Friday, 1 January 2016

GSOH: Do you remember the first time?

Theoretically, your first gig is your worst gig. A newbie comedian starts off all shaky and nervous, does a few more, then ends up on Live At The Apollo and selling millions of DVDs. That's the idea, anyway and I'm sure I'm just a couple of gigs away from that success.

I'm not going make chronology a factor in the order I write posts in the GSOH blog, but I guess I have to start somewhere.

If people ask me about my first stand-up gig, I tell them it took place in 2011 in Northampton. Technically, that was my second gig. The first time I told gags to an audience was back in the mid-1980s.

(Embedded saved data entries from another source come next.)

PR #1293, opened 2019-07-22
Rianne's Chitter Challenge (partial)

riannemcc:
Only managed to reach user story 2 due to being away for 4 days. One test currently failing due to the formatting of the Time, should be rectified easily.


docs/user_stories.md
```diff
@@ -0,0 +1,40 @@
+STRAIGHT UP
+
+As a Maker
+So that I can let people know what I am doing  
+I want to post a message (peep) to chitter
+
+* visiting page /peeps/new
```
willhowes: I like this - nice and clear what to do to post a peep.

public/style.css
```diff
@@ -0,0 +1,68 @@
+body {
```
willhowes: good work with the css and putting it into a separate style sheet. It took me far too long to work out how to do this!

spec/peeps_spec.rb
```diff
@@ -0,0 +1,45 @@
...
+      peep = Peeps.create(peep: 'Test', time: Time.now)
+      persisted_data = persisted_data(id: peep.id)
+      expect(peep).to be_a Peeps
+      expect(peep.id).to eq persisted_data['id']
+      expect(peep.peep).to eq 'Test'
+    end
+
+    it "Shows time each peep was created" do
+      Peeps.create(peep: 'Today is Sunday', time: Time.now)
+      time = Time.now
```
willhowes: I guess what you could do here, to make sure that the time of the test peep is the same is the expected result, is to set the time manually, i.e. time: 2019/01/01?

views/peeps.erb
```diff
@@ -0,0 +1,26 @@
...
+            <form action="/peeps/<%= peep.id %>" method="post">
+             <input type='hidden' name='_method' value='DELETE'/>
+             <input type="submit" value="Delete" />
+           </form>
+          </li>
+        <% end %>
+      </ul>
+
+    <form action="/" method="get">
+    <button type="submit" value="return">Return to homepage</button>
```
willhowes: Really like that you have the option to go back to the home page.

PR #1294, opened 2019-07-22
Genny Chitter Challenge

gennyallcroft:


lib/database_connection.rb
```diff
@@ -0,0 +1,18 @@
+require 'pg'
+
+class DatabaseConnection
```
LeoRoma: Creating a DatabaseConnection class is a very nice idea to keep the code refactored.

lib/user.rb
```diff
@@ -0,0 +1,28 @@
...
+require_relative 'database_connection'
+require_relative 'database_connection_setup'
+
+class User
+
+  attr_reader :id, :name, :email, :username, :password
+
+  def initialize(id: id, name: name, email: email, username: username, password: password)
+    @id = id
+    @name = name
```
LeoRoma: Using name or username, one is enough

PR #8, opened 2023-10-08
pom.xml fixed according to 21 Java

Y-Pazniak:
packages was extracted from the root
big Storage enum was divided into the small parts
constants was renamed into better (in my opinion) way into enums constans was divided into groups
main was extracted from the controller package and moved to the root createSummaryString was renamed


src/main/java/by/custom/utilcalculator/service/Bot.java
```diff
@@ -196,23 +201,23 @@ private String getStringOptionsForEngineVolume() {
     private String getStringOptionsForAgeAuto() {
         return "." +
                 "\n" +
-                Storage.AGE_OF_AUTO;
+                Questions.AGE_OF_AUTO;
     }
 
     private String getStringOptionsForPrice() {
```
MaximPilipeiko, line 207: I proceed to see `String` in many methods. Is it really needed?

src/main/java/by/custom/utilcalculator/service/CalculatorPassenger.java
```diff
@@ -26,10 +28,11 @@ public String calculate(CountryOrigin countryOrigin, OwnersType ownersType, Type
             case null -> {
                 return "calculator: countryOrigin is null";
             }
-            case default -> {
+            default -> {
                 return "calculator: calculate() unknown error";
             }
         }
+//        return "calculator: calculate() unknown error";
```
MaximPilipeiko, line 35: why not remove it?

MaximPilipeiko (approved):

src/main/java/by/custom/utilcalculator/service/Bot.java
Y-Pazniak: We don't need it, sorry, my fault - didn't clean it yestarday. Today's fix contains less ...String... methods names. I still have two methods with this words, but I will try to fix it too.

src/main/java/by/custom/utilcalculator/service/CalculatorPassenger.java
Y-Pazniak: I love this messages a lot. They really helped me when I changed Java-version, and it was hard for me to remove it. Anyway, new commit doesn't contain this comments. Sorry for this mess. I will try to put my code in better order.

PR #10, opened 2023-10-13
Calculation develop bot segregation

Y-Pazniak:
Bot class was segregated.
Added classes for creating languages bundle, for checking input messages and for creating answers.
Unused files with constants were removed


src/main/java/by/custom/utilcalculator/service/MessagesChecker.java
```diff
@@ -0,0 +1,50 @@
+package by.custom.utilcalculator.service;
+
+import by.custom.utilcalculator.controller.Bot;
+import by.custom.utilcalculator.repository.resources.Commands;
+import org.telegram.telegrambots.meta.api.methods.send.SendMessage;
+import org.telegram.telegrambots.meta.api.objects.Message;
+import org.telegram.telegrambots.meta.api.objects.Update;
+
+public class MessagesChecker {
```
MaximPilipeiko, line 9: I like this solution. Maybe better to rename it to `MessageContoller` and move it to the controller package.

src/main/java/by/custom/utilcalculator/service/MessagesChecker.java
```diff
@@ -0,0 +1,50 @@
...
+            return messagesCreator.getSorryMessage(message);
+        }
+    }
+
+    public SendMessage getCheckInputMessageAndGetAnswer(Message message) {
+        String usersMessage = message.getText();
+        SendMessage sendMessage;
+        switch (usersMessage) {
+            case Commands.START -> sendMessage = messagesCreator.getGreetingMessage(message);
+            case Commands.EAES, Commands.OTHER_COUNTRIES -> sendMessage = Bot.getBot().getOriginCarMessage(message);
```
MaximPilipeiko, line 33: It's not correct to call Bot methods from this class. Usually, lower-level classes don't know about higher. 
We will discuss it on call.

src/main/java/by/custom/utilcalculator/controller/Bot.java
```diff
@@ -0,0 +1,139 @@
...
+import by.custom.utilcalculator.service.MessagesChecker;
+import by.custom.utilcalculator.service.MessagesCreator;
+import org.telegram.telegrambots.bots.TelegramLongPollingBot;
+import org.telegram.telegrambots.meta.api.methods.send.SendMessage;
+import org.telegram.telegrambots.meta.api.objects.Message;
+import org.telegram.telegrambots.meta.api.objects.Update;
+import org.telegram.telegrambots.meta.exceptions.TelegramApiException;
+
+public class Bot extends TelegramLongPollingBot {
+    private CountryOrigin countryOrigin = null;
```
MaximPilipeiko, line 14: Please, test if two users simultaneously use the Bot. I think the conflict is possible.

MaximPilipeiko (changes requested):

src/main/java/by/custom/utilcalculator/service/MessagesChecker.java
Y-Pazniak: It was renamed to MessageRouter

src/main/java/by/custom/utilcalculator/service/MessagesChecker.java
Y-Pazniak: I agree. Next pull request is about fixing this issue. I hope, I did everything OK

src/main/java/by/custom/utilcalculator/controller/Bot.java
Y-Pazniak: I didn't test it. But i am sure this problem will be, because we have only one singleton with fields. I will fix it soon (i hope)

Wellingborough's Victoria Junior School as it looks today
The third year at my junior school was fairly refreshing, as some of the more creative members of my class had the freedom to put on shows. Only about six girls really took part, along with myself.

One day we had decided to put on a talent show. I'd be telling jokes; Heena would be singing the Theme From Fame and Rebecca - my first ever girlfriend - did... well, I can't remember what she did. That's probably why I'm not with her now.

The class got to vote for their favourite act at the conclusion of the show. This was probably inspired by The Fame Game on ITV, something that's barely-remembered these days, but it was like a predecessor to Britain's Got Talent, although probably closer to Opportunity Knocks.

I reckon the big gender split in the voting had caused me to win. This was the time of your life when girls were all soppy, stupid and had fleas, after all. Although Heena's diabolical rendition of Irene Cara's sole hit probably helped.

My set was 100% unoriginal. It was a load of gags I took from the joke books of the day. Plenty of them were Irish gags. Come to think of it, a lot where of that "Englishman, Scotsman and an Irishman" trope that you never get any more. These went down really well with the class and the teacher. There you go, early signs of institutionalised racism.



Of course, these days I wouldn't dream of using a joke I've never written, but this was a simpler time, I was modelling myself on the old school bow-tie-and-velvet-jacket comics you'd get on the telly of the day. These pre-alternative comedians would use a 'pool' of gags and routines.

What went down really well for me, was a really childish shaggy-dog story- one with the Irishman being the victim of course. I'd told it in the playground many times, and even though everyone knew it, I stormed it with this utterly immature shaggy dog story...

There's an Englishman, Scotsman and an Irishman at the top of a slide (entirely plausible, I'm sure it's a common occurrence) and God tells them that whatever they say on the way down, they will land in.
The Englishman has the first go, and shouts "money!"
He lands in loads of coins and notes. He's a bit battered and bruised, but hey, he's rich, and he leaves.
The Scotsman is next, and he shouts "whiskey!" 
He lands in a big pool of whiskey and is happy. (See? Scots are all alcoholics. That's just the first hilarity, wait for the big pay off up next...)
The Irishman has a go, and he shouts "Wheeeeeeeeeeeeeeeeeeee!"
See? It's hilarious. I had learnt to end the gag there, because I knew when others told it, they added the unnecessary description of the Irishman landing in a vat of piss. Never telegraph the gag.

So yeah, first ever gig, smashed it. What could be funnier, in the minds of the assembled 10-11 year olds, than a man plunging into a load of urine? Nothing, really.

I suppose there is one exception. Another routine that did the playgrounds was the story of three schoolkids, respectively called Fuck Off; Manners and Shit. I very much doubt I'd get to utter such profanities in front of Mr Fisher without a ruler being thrown at me and a summoning to the headmaster's office, so this is why I decided to opt for the safer conclusion of a piss-drenched Irishman.

I'd like to assure you that, nowadays, my jokes are my own and they're politically situated a lot further to the left than the feeble Bernard-Manning-style material I cribbed in order to storm that vital Class 6 gig at Victoria Junior School.